**DATA FOR THIS TASK**
PR #1047, opened 2022-05-14
fix: wait for ui before login try

gikf:

---

- Slight tweak to test going a bit spotty recently - https://github.com/freeCodeCamp/chapter/runs/6429048621?check_suite_focus=true.
- As right now modal changes automatically on successful registration, explicit clicking to swap back to login form is not needed.


ojeytonwilliams (approved):
I don't remember changing that, but no matter, this is the behaviour we want!

PR #1049, opened 2022-05-15
feat: use bcc field to send email

### LINKED ISSUE #956: Bulk emails sent by Chapter should be BCC
We can consider the cases where we'd want to use the 'to' and 'cc' fields.  However, for the MVP, we should stick to BCC for all emails to respect people's privacy.  

Brought up by @allella here: https://github.com/freeCodeCamp/chapter/pull/909#issuecomment-1046392703

Nirajn2311:

Closes #956

This PR sends all emails with the recipients in the `BCC` field instead of the `To` field. The tests have also been updated to check for it and I've created a custom command for it. 

I was unsure if **every** or only bulk emails should use `BCC` so I went with every mail for now. If it's only for bulk emails then I think the `sendEmail` function will need an extra argument for the case where bulk emails are sent to the event organizers(assuming these recipients are not to be BCCed).

### DIFF
--- a/cypress/integration/dashboard/events.js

**WHAT THE EXERCISE ASKS**
Copy out, exactly and alone, the lines of the entries above between the ones holding "- As right now" and "This PR sends", inclusive.

**OUTPUT OF THE TASK**
- As right now modal changes automatically on successful registration, explicit clicking to swap back to login form is not needed.


ojeytonwilliams (approved):
I don't remember changing that, but no matter, this is the behaviour we want!

PR #1049, opened 2022-05-15
feat: use bcc field to send email

### LINKED ISSUE #956: Bulk emails sent by Chapter should be BCC
We can consider the cases where we'd want to use the 'to' and 'cc' fields.  However, for the MVP, we should stick to BCC for all emails to respect people's privacy.  

Brought up by @allella here: https://github.com/freeCodeCamp/chapter/pull/909#issuecomment-1046392703

Nirajn2311:

Closes #956

This PR sends all emails with the recipients in the `BCC` field instead of the `To` field. The tests have also been updated to check for it and I've created a custom command for it. 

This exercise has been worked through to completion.